Mother, do not ask the priest to say a verse for me. There are others who need it more- no heaven shines in the dark. Make the most of that other daughter you have left, the one standing beside you too uncertain to reach out to you. She has tried so hard to be good and she knows she's failed. But she loves you. She is with you. Take her hand, keep her close so that you can hear her when she cries. Learn from this gray day, from the forgiveness you cannot give yourself just yet.
Listen, all of you: being dead is not worse than being alive. But you cannot hear me. Then, even when I was alive you didn't listen. So it is not so very different, only the view has changed. Oh yes, the view has changed. I can see the shadows now.
I can hear the secrets. Some are secrets of love, some of envy. Secret mistakes, secret fears, secret battles, secret tears. So many secrets whispering, it is no wonder you could not hear me.

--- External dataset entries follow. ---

PR #299, opened 2022-12-12
Feat: Update "OOA Behind Pitcher" function

zach-hopkins:
Proposed feature which simply adds an argument to the "pitcher_fielding" statcast pull in order to allow for "view" changes (options are: Fielder, Fielding Team, Batting, Batting Team, Pitcher). Helpful for pulling OOA and RAA for defense behind a particular pitcher and retrieving team fielding information. Set default to previous hardcode "Fielder"

### DIFF
--- a/pybaseball/statcast_fielding.py
+++ b/pybaseball/statcast_fielding.py
@@ -8,12 +8,12 @@ from . import cache
 from .utils import norm_positions, sanitize_statcast_columns
 
 @cache.df_cache()
-def statcast_outs_above_average(year: int, pos: Union[int, str], min_att: Union[int, str] = "q") -> pd.DataFrame:
+def statcast_outs_above_average(year: int, pos: Union[int, str], view: str = "Fielder", min_att: Union[int, str] = "q") -> pd.DataFrame:
 	pos = norm_positions(pos)
 	# catcher is not included in this leaderboard
 	if pos == "2":
 		raise ValueError("This particular leaderboard does not include catchers!")
-	url = f"https://baseballsavant.mlb.com/leaderboard/outs_above_average?type=Fielder&year={year}&team=&range=year&min={min_att}&pos={pos}&roles=&viz=show&csv=true"
+	url = f"https://baseballsavant.mlb.com/leaderboard/outs_above_average?type={view}&year={year}&team=&range=year&min={min_att}&pos={pos}&roles=&viz=show&csv=true"
 	res = requests.get(url, timeout=None).content
 	data = pd.read_csv(io.StringIO(res.decode('utf-8')))
 	data = sanitize_statcast_columns(data)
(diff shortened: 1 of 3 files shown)


schorrm:
Looks good.
1. Move the new argument to be last for now? @tjburch do we care that much about breaking compat here
2. Add to tests?
3. Is there anything that needs updates for the docs?

pybaseball/statcast_fielding.py
```diff
@@ -8,12 +8,12 @@
 from .utils import norm_positions, sanitize_statcast_columns
 
 @cache.df_cache()
-def statcast_outs_above_average(year: int, pos: Union[int, str], min_att: Union[int, str] = "q") -> pd.DataFrame:
+def statcast_outs_above_average(year: int, pos: Union[int, str], view: str = "Fielder", min_att: Union[int, str] = "q") -> pd.DataFrame:
 	pos = norm_positions(pos)
```
tjburch, line 12: We should have a docstring here in the first place, but it would be nice to include the options for `view` in that docstring. If you could start with the following and add the options, that would be awesome.

```
	"""Scrapes outs above average from baseball savant for a given year and position

	Args:
		year (int): Season to pull
		pos (Union[int, str]): Numerical position (e.g. 3 for 1B, 4 for 2B). Catchers not supported
		min_att (Union[int, str], optional): Integer number of attempts required or "q" for qualified. 
			Defaults to "q".

	Raises:
		ValueError: Failure if catcher is passed

	Returns:
		pd.DataFrame: Dataframe of defensive OAA for the given year and position for players who have met
			the given threshold
	"""
```

tjburch:
Hey, thanks Zach, this is a clever addition to make this more useful.

Agree with @schorrm on moving the argument to the end. I added a review about a docstring so we know what all can be put there.

For the test, make sure [this one](https://github.com/jldbc/pybaseball/blob/5869a2d9c5cd1f8defc3b5da91d5d5ca5dc5ebb5/tests/integration/pybaseball/test_statcast_fielding.py#L12) still runs with the default value, then add a second just like it for a different option of `view`.

For the docs, just add a note in [this](https://github.com/jldbc/pybaseball/blob/master/docs/statcast_fielding.md) file with the alternate options for views.

Thanks again!

zach-hopkins:
> Hey, thanks Zach, this is a clever addition to make this more useful.
> 
> Agree with @schorrm on moving the argument to the end. I added a review about a docstring so we know what all can be put there.
> 
> For the test, make sure [this one](https://github.com/jldbc/pybaseball/blob/5869a2d9c5cd1f8defc3b5da91d5d5ca5dc5ebb5/tests/integration/pybaseball/test_statcast_fielding.py#L12) still runs with the default value, then add a second just like it for a different option of `view`.
> 
> For the docs, just add a note in [this](https://github.com/jldbc/pybaseball/blob/master/docs/statcast_fielding.md) file with the alternate options for views.
> 
> Thanks again!

No problem! Added the changes, let me know if all looks right. Works well for on my end.

schorrm:
LGTM for me

tjburch:
And also me. Seems pointless to run tests right now since they're all broke anyway so smashing that merge button.

Thanks a ton @zach-hopkins!

PR #307, opened 2023-01-21
Issue 284 top prospects not working.

bryanpeabody:
Finished the work KyleDirks started and added sanitization around team names, blue Jays, blue-jays, etc are changed to lowercase bluejays so all combinations work. Added some error checking for empty team names as well.


BrayanMnz:
It seems ok for me, 
Could be merged per my revision. 
Thoughts ? @tjburch, @schorrm

pybaseball/teamid_lookup.py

It all happened as it must, history is like that. Death is like that. Even now as the smallest girl screams and tromps on a spider, it is present. She is reprimanded and will not go to the movies next weekend, so she will not have the idea of trying to fly like the hero, she won't jump off the roof. At least until the movie appears on video. She will not be at the hospital when the bomb goes off that will be planted by the young man, and so she will live to meet the young scientist and inspire him to find the cure. It will save countless lives... But do you not think the spider would have lived if it could?
And while the mourners below whisper their good byes to the piece of stone above the flesh that once was mine, not so far away dark men move in dark places, tracking. tracing, trapping those who spilled my blood. My knight has never been forgiving of such things, nor my lover either.
Now those hands that held me, that silenced my screams, that ushered me on to my new home, now they will join me here. Are even now joining me here. Some of them are little more than children, some little less than human. Their deaths will go unannounced, unmourned. But here in the Dark they change as I have, into what might have been.
And in the light, around us, below us, what could have been is this instead. That is my secret, the Darkness' secret.